Argentine wheat sowings for the 2022-23 harvest will fall despite soaring prices, the Buenos Aires grains exchange said, citing the enhanced appeal of barley as a lower-cost and quicker-growing rival.
Argentine farmers will, in their imminent winter wheat planting campaign, seed 6.50m hectares with wheat, a decline of 200,000 hectares year on year, the exchange said, following a survey over the past month.
“As the weeks have passed, a slight negative trend has been consolidating over the area that the wheat crop would occupy during this new cycle,” the exchange said.
The dip in area to a four-year low comes despite soaring wheat prices both internationally and in Argentina itself, where benchmark January 2023 Matba-Rofex futures have averaged $282 per tonne in the run-up to the planting window, a rise of 41% year on year.
Margin battle
That exceeds the 39% gain in Argentine barley prices, 31% increase in corn values and 23% appreciation in soybeans.

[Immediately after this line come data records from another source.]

PR #6582, opened 2026-02-14
Control Magnetostatic Solver Precision

n01r:
Add `magnetostatic_solver_*` input parameters for independent control of the magnetostatic Poisson solver precision and iteration settings. As a default we fall back to the labframe electrostatic solver configuration. 
This PR removes hard-coded values that were set before.


roelof-groenewald (approved):
Looks good! Thanks!

n01r:
@agargone also successfully run-tested this yesterday :)

PR #1217, opened 2019-10-24
Perform installation of Rust in one place

faern:
While I was tinkering with #1216 I also thought it was quite inconsistent to install rustup so far from each other depending on platform. When we did it directly in `.travis.yml` for Windows that was still going to be done in a git bash shell, so it could just as well be moved to our CI script to make things more even.

The `-c rustfmt` part is moved from the rustup install to the `rustup toolchain install` step. Apparently this is where the flag can automatically backtrack to last known good toolchain with said component. It did not do that if provided directly to the rustup install script I learned from some IRC conversations.

---
This change is [Reviewable](https://reviewable.io/reviews/mullvad/mullvadvpn-app/1217)

### DIFF
--- a/.travis.yml
+++ b/.travis.yml
@@ -127,11 +127,6 @@ matrix:
       name: Daemon, Windows - stable Rust
       env: RUST_VERSION=stable
       language: bash
-      install: &rust_windows_install
-        - curl -sSf -o rustup-init.exe https://win.rustup.rs/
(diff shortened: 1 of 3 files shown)


faern:
I tried locally and I can reproduce the odd behavior. `--default-toolchain none` seems to be what causes it. I reported a bug: https://github.com/rust-lang/rustup.rs/issues/2082

PR #1247, opened 2019-11-19
Idiomatic duration constants

faern:
This fixes the formatting error on https://travis-ci.com/mullvad/mullvadvpn-app/jobs/258138656#L230

And it also tries to be a bit more idiomatic on storing times as structured types instead of integers. That way the variable name can reflect what the time is supposed to represent, instead of the time unit and how long time it is. I'm not sure if the current names are perfect. Because I did not know exactly what they represented, which is exactly the problem I'm trying to address here :)

---
This change is [Reviewable](https://reviewable.io/reviews/mullvad/mullvadvpn-app/1247)


faern:
The formatting error has already been fixed in another PR. Anyhow, the delays could still make use of descriptive names, so the PR still has value.

PR #1283, opened 2019-11-29
Windows: Unify logging

mvd-ows:
As above.

---
This change is [Reviewable](https://reviewable.io/reviews/mullvad/mullvadvpn-app/1283)


mvd-ows:
___
*[mullvad-daemon/Cargo.toml, line 58 at r1](https://reviewable.io/reviews/mullvad/mullvadvpn-app/1283#-LurKAEK9Bw92jFgZB1N:-LusnY3UEf-f7RcPdhm-:b-x2wt4b) ([raw file](https://github.com/mullvad/mullvadvpn-app/blob/263e03953a644b2c8cf06849c92d22218e1dd060/mullvad-daemon/Cargo.toml#L58)):*

There's no reason to define the full version, if you just specify `0.2` then we'll be able to seamlessly use newer versions when we manually update them. And since this dependency is already listed for _unix_ targets, we might as well define it once for all targets.
</blockquote></details>

OK, makes sense. `0.2.20` was a copy-paste from some other `Cargo.toml`we have.

PR #1300, opened 2019-12-04
Windows: Register NSI as a service dependency

mvd-ows:
Mark NSI as a dependency of the Daemon service. The WireGuard project suggested this, and after looking into what NSI does ("This service delivers network notifications (e.g. interface addition/deleting etc)."), it makes sense to add it.

---
This change is [Reviewable](https://reviewable.io/reviews/mullvad/mullvadvpn-app/1300)


mvd-ows:
Including this fix in another larger PR.

PR #1303, opened 2019-12-04
Swap blocking tunnel state with error state

pinkisemils:
To be more explicit about what state the daemon currently resides when the tunnel state machine encounters an unrecoverable error, the blocking state has been swapped out for an error state which contains a flag indicating whether traffic is being blocked or not. This will allow the daemon's clients (our GUI and Android app) to better signal the security guarantees the app is or is not providing at any given moment.
The current changes made to the android code as far as user visible strings go are just placeholders and should be revised when the UI will be adjusted to show the error state appropriately. It should be incredibly obvious that the app is not blocking any traffic when this occurs.

---
This change is [Reviewable](https://reviewable.io/reviews/mullvad/mullvadvpn-app/1303)


jvff:
___
*[talpid-types/src/tunnel.rs, line 78 at r1](https://reviewable.io/reviews/mullvad/mullvadvpn-app/1303#-LvIRvPk5pnRnhtJGVUR:-LvKfAZMA4ubVIkczAl6:bemomd3) ([raw file](https://github.com/mullvad/mullvadvpn-app/blob/2b1a3f196e4a300547911c4ac5a36d1aca6e494c/talpid-types/src/tunnel.rs#L78)):*

I'm thinking about it too, but I don't think `ErrorState` is a good name for this either - it's not an error that we're blocking because the host is offline.
</blockquote></details>

Well, you could kind of interpret that trying to create a tunnel on a host without internet is an error, but I agree it is stretching the meaning a bit.

PR #1315, opened 2019-12-06
Stop CVE-2019-14899 by dropping packets to tunnel IP

faern:
Stops an attacker on the same network from discovering the tunnel IP of the device running this app.

Git checklist:

---
This change is [Reviewable](https://reviewable.io/reviews/mullvad/mullvadvpn-app/1315)

### DIFF
--- a/CHANGELOG.md
+++ b/CHANGELOG.md
@@ -26,6 +26,11 @@ Line wrap the file at 100 chars.                                              Th
 ### Fixed
 - Fix improved WireGuard port selection
 
+### Security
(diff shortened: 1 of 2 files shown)


faern:
It's worth mentioning that our app is **only vulnerable to stage 1** of the attack: Figuring out the tunnel IP. It has never been possible to carry out the remaining steps, to find open TCP connections, sequence numbers or inject traffic. And this attack was **only possible towards our app if "Local network sharing" was enabled**, which it's not by default.

Issue #1281, opened 2019-11-29
Mullvad CLI Windows 10


rdebruin:
Mullvad CLI cannot be started from a DOS box. Reason: C:\Program Files\Mullvad VPN\resources is not added to the PATH.

C:\Users\ruudd>mullvad
'mullvad' is not recognized as an internal or external command,
operable program or batch file.

Current PATH with Mullvad Release version 2019.9 version installed:

C:\Users\ruudd>path
PATH=C:\Program Files (x86)\Intel\Intel(R) Management Engine Components\iCLS\;C:\Program Files\Intel\Intel(R) Management Engine Components\iCLS\;C:\WINDOWS\system32;C:\WINDOWS;C:\WINDOWS\System32\Wbem;C:\WINDOWS\System32\WindowsPowerShell\v1.0\;C:\WINDOWS\System32\OpenSSH\;C:\Program Files\Intel\WiFi\bin\;C:\Program Files\Common Files\Intel\WirelessCommon\;C:\Program Files (x86)\Intel\Intel(R) Management Engine Components\DAL;C:\Program Files\Intel\Intel(R) Management Engine Components\DAL;C:\Program Files (x86)\Intel\Intel(R) Management Engine Components\IPT;C:\Program Files\Intel\Intel(R) Management Engine Components\IPT;C:\Users\ruudd\AppData\Local\Microsoft\WindowsApps

Using Windows 10 Pro (latest version)

faern:
When you say dos box, do you mean the "command prompt" (`cmd.exe`)?

Works for me here. So I can't reproduce the issue. Please go via support for help using the app. You can send a problem report from within the app (settings cog wheel icon -> Report a problem), that way support will have access to the installation log and might be able to diagnose the problem.

rdebruin:
Yes, the "command prompt". Installed it multiple times with the same result
from scratch. I have send a problem report.

Op vr 29 nov. 2019 om 09:59 schreef Linus Färnstrand <
notifications@github.com>:

rdebruin:
I have send the report two times, but no answer yet. Installed Mullvad on my "work laptop" and on another laptop with a fresh copy of Windows 10 Pro installed. No other programs involved. In both cases Mullvad is not added to the PATH so I can't run Mullvad CLI from a DOS command prompt. Of course, it runs fine when starting it from the Mullvad directory itself,

faern:
[...]

PR #1401, opened 2020-01-17
Fix system PATH update

dlon:
On some systems, our changes to the system PATH are not reflected in `cmd` when it is run from Win+R. In this case, PATH is inherited from `explorer.exe` rather than read directly from the registry. We already notify `explorer.exe` of the change, which works for some users but not others.
The main reason seems to be that the installer would sometimes restart `explorer.exe` before the PATH was updated, which could result in a race condition. There may also have been a problem relating to Unicode.

---
This change is [Reviewable](https://reviewable.io/reviews/mullvad/mullvadvpn-app/1401)

### DIFF
--- a/dist-assets/windows/installer.nsh
+++ b/dist-assets/windows/installer.nsh
@@ -850,10 +850,9 @@
 		${BreakInstallation}
 		Abort
 	${EndIf}
-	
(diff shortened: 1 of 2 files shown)


faern:
Fixes #1281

“When compared with the evolution of the prices of other crop options, it is observed that wheat registers a better performance,” the exchange said.

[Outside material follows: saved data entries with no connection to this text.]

PR #1499, opened 2020-02-16
Fit long location name

raksooo:
This PR changes the city/country name display to one line for country and one for city. If the name does not fit it slowly scrolls from left to right with a marquee effect.

I'm not sure why but the gif below is a little bit slower and more laggy than the actual effect.

output

Git checklist:

---
This change is [Reviewable](https://reviewable.io/reviews/mullvad/mullvadvpn-app/1499)


gui/src/renderer/components/Marquee.tsx
```diff
@@ -0,0 +1,63 @@
...
+          ref={this.textRef}
+          style={[styles.text, this.textAnimation, this.props.style]}>
+          {this.props.children}
+        </Animated.Text>
+      </View>
+    );
+  }
+
+  private async startAnimation() {
+    setTimeout(async () => {
```
pronebird: Save the timeout and clear it in `componentWillUnmount()` to make sure we don't run anything after the component is gone.

gui/src/renderer/components/Marquee.tsx
```diff
@@ -0,0 +1,63 @@
...
+        const textLayout = await UserInterface.measureLayoutRelativeToWindow(this.textRef.current);
+        const viewLayout = await UserInterface.measureLayoutRelativeToWindow(this);
+        this.startAnimationImpl(textLayout.width - viewLayout.width, false);
+      }
+    }, 1000);
+  }
+
+  private startAnimationImpl(length: number, reverse: boolean) {
+    if (length >= 0) {
+      Animated.timing(this.initialLeft, {
```
pronebird: Same here, store the returned `Types.Animated.CompositeAnimation` and call `anim.stop()` from `componentWillUnmount()`. This will prevent the whole thing from crashing on `UserInterface.measureLayoutRelativeToWindow`

gui/src/renderer/components/Marquee.tsx
```diff
@@ -0,0 +1,63 @@
...
+        toValue: reverse ? 0.0 : -length,
+        duration: length * 80,
+        delay: 2000,
+        easing: Animated.Easing.Linear(),
+      }).start(() => {
```
pronebird: `start` passes the options dictionary `{ finished: bool }` as the first argument to the closure that. you pass to `.start(closure)`. You can use `finished` to avoid repeating animation when the component is about to go away, otherwise it's likely to cause an infinite loop?

pronebird: Alternatively it's possible to use a flag to detect if the component is still mounted, i.e:

```
componentDidMount() {
  this.isMounted = true
}

componentWillUnmount() {
  this.isMounted = false
}
```

PR #1518, opened 2020-02-20
Improve prepare release

faern:
Slightly improve the `prepare_release.sh` script. This script is used to bump the version in all relevant files and add a signed git tag.

The `cargo build` part was only needed because it indirectly updates `Cargo.lock` with the new versions. But we did not actually need to build anything. So having it behind a timer solves the issue of having to wait a long time. Ugly, but I don't have a better solution.

---
This change is [Reviewable](https://reviewable.io/reviews/mullvad/mullvadvpn-app/1518)

### DIFF
--- a/prepare_release.sh
+++ b/prepare_release.sh
@@ -28,7 +28,13 @@ echo "Updating version in metadata files..."
 
 echo "Syncing Cargo.lock with new version numbers"
 source env.sh ""
-cargo +stable build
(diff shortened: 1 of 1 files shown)


dlon:
Isn't it possible for `cargo build` to fail before it's generated Cargo.lock? It might make more sense to check if the status code was 124?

However, it highlighted too that prices of some major input costs have, on some comparisons, outperformed crop value gains, supporting the case for farmers choosing grains with lower needs for the likes of fertilizer and herbicides.
“Among the factors that explain the decrease [in intended wheat area] are the increases in input costs [and] the relative improvement in the margins of the barley crop,” the exchange said, noting too Argentina’s history of targeting wheat, rather than barley, for the likes of export taxes.

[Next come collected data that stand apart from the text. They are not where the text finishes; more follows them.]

PR #1519, opened 2020-02-20
Add promise rules to ESLint

raksooo:
This PR adds eslint rules `require-await` and `@typescript-eslint/no-floating-promises`. In addition it removes the `import` and `promise` plugins.

Git checklist:

---
This change is [Reviewable](https://reviewable.io/reviews/mullvad/mullvadvpn-app/1519)


gui/src/main/index.ts
```diff
@@ -582,10 +582,10 @@ class ApplicationMain {
     }
   }
 
-  private setTunnelState(newState: TunnelState) {
+  private async setTunnelState(newState: TunnelState) {
     this.tunnelState = newState;
     this.updateTrayIcon(newState, this.settings.blockWhenDisconnected);
-    this.updateLocation();
+    await this.updateLocation();
```
pronebird: This call may take up to 10 seconds to complete as it calls `daemonRpc.getLocation()`. We should never truly wait for it to complete. It may as well fail.

gui/src/main/daemon-rpc.ts
```diff
@@ -551,12 +551,14 @@ export class DaemonRpc {
...
 
-  public async unsubscribeDaemonEventListener(
+  public unsubscribeDaemonEventListener(
     listener: SubscriptionListener<DaemonEvent>,
   ): Promise<void> {
     if (listener.subscriptionId) {
       return this.transport.unsubscribe('daemon_event', listener.subscriptionId);
     }
+
+    return Promise.resolve();
```
pronebird: FYI this is exactly what `async` keyword does. It also unwraps the `Promise` if you return one from `async` function, i.e if we were to translate the effect of `async` keyword into code I think it looks something like this:

```
function somethingAsync() {
  return new Promise((resolve, reject) => {
      const maybePromise = gutsOfYourAsyncFunc()

      if (isPromise(maybePromise)) {
          maybePromise.then(resolve).catch(reject)
     } else {
          resolve(maybePromise)
     }
  })
}
```

gui/src/renderer/components/NotificationBanner.tsx
```diff
@@ -213,6 +213,7 @@ export class NotificationBanner extends Component<
     if (prevProps.visible !== this.props.visible) {
       // enable drawer-like animation when changing banner's visibility
       this.setState({ contentPinnedToBottom: true }, () => {
+        // eslint-disable-next-line @typescript-eslint/no-floating-promises
         this.animateHeightChanges();
```
pronebird: You `await` in here but don't `await` below. 

Maybe just wrap this call into something like:

```
animateHeightChangesHelper() {
   this.animateHeightChanges().then(() => {})
      .catch((_error) => {})
}
```

raksooo: There's also an eslint rule for not having empty functions which would complain about this.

There was “uncertainty in relation to future changes in… domestic policies that affect the wheat crop”.
Follow-on soy
By contrast, there was a “lower expectation of intervention on the [barley] crop through public policies,” the exchange said, noting too the “the advantages that this cereal has” in terms of its relatively rapid development.
This allows great scope for sowings of a follow-on crop, notably second soybeans.
The exchange said that wheat plantings of 6.50m hectares would still be high by historical standards, and the fourth largest on record.
For 2021-22, it lifted its estimate for Argentine wheat production by 600,000 tonnes to 22.4m tonnes, reflecting an increased area figure.